Comprehensive analysis of half-wave continuous cooling channels in performance of proton exchange membrane fuel cells

Abstract

Efficient thermal management is essential to address the problem of heat buildup and uneven temperature distribution in Proton Exchange Membrane Fuel Cells (PEMFCs), Optimizing cooling channel design is key to achieving this. This study introduces a novel half-wave continuous cooling channel structure, comparing the thermal and performance characteristics of PEMFCs with both half-wave continuous and traditional cooling channels key performance metrics, including the heat transfer Performance Evaluation Criterion (PEC), the Index of Uniform Temperature on the membrane (IUT), and the Nusselt number (Nu), were used to assess heat transfer effectiveness.
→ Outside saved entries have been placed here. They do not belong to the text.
PR #769, opened 2025-01-12
Convert Navbar to Svelte 5

chrisvire:


src/routes/about/+page.svelte
```diff
@@ -13,11 +13,11 @@
 <div class="grid grid-rows-[auto,1fr]" style="height:100vh;height:100dvh;">
     <div class="navbar">
         <Navbar>
-            <!-- <div slot="left-buttons" /> -->
-            <label for="sidebar" slot="center">
-                <div class="btn btn-ghost normal-case text-xl">{$t['Menu_About']}</div>
-            </label>
-            <!-- <div slot="right-buttons" /> -->
+            {#snippet center()}
+                <label for="sidebar">
```
chrisvire, line 17: @davidmoore1: Here is an example of where there is a `<label for="sidebar">` so that if you tap/click on the about title, it shows the sidebar menu.

Positive: you can get to the menu without having to go back and then click on the hamburger menu.
Negative: It is different than the mobile apps. It is a hidden feature.

src/routes/text/+page.svelte
```diff
@@ -346,88 +345,89 @@
...
+                                    <AudioIcon.Volume color="white" />
+                                {:else}
+                                    <AudioIcon.Mute color="white" />
+                                {/if}
+                            </button>
+                        {/if}
+                    </div>
+                    <div id="extraButtons" class={showOverlowMenu ? 'flex' : 'hidden md:flex'}>
+                        <!-- An overflow menu containing the other right-buttons. On mobile it expands when overflowMenuButton is clicked and collpases when handleMenuClick() is called, on larger screens these buttons are always visible. -->
+
```
chrisvire, line 383: This is an incorrect diff when looking at it in GitHub

src/routes/about/+page.svelte
davidmoore1: I would say leave it in.  We don't have the swipe in capability to get the sidebar so this is a good alternative I think

davidmoore1 (approved):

Compared to traditional single-channel designs, the half-wave continuous single channel achieved a 0.21 K reduction in maximum membrane temperature, a 0.18 K decrease, in temperature variation, and a 25.7 % reduction in pressure loss. Further analysis of half-wave structural parameters revealed optimal performance at a waveform of 0.15sin(0.7πx), enhancing heat transfer efficiency by 21 % relative to traditional channels. When implemented in a single cell, the half-wave continuous structure design improved power output by 1.6 % compared to conventional single cell. The cooling channel effectively minimized localized high temperatures on the membrane, promoting a more uniform temperature distribution and improving membrane water distribution, enhancing both water and thermal management within the fuel cell.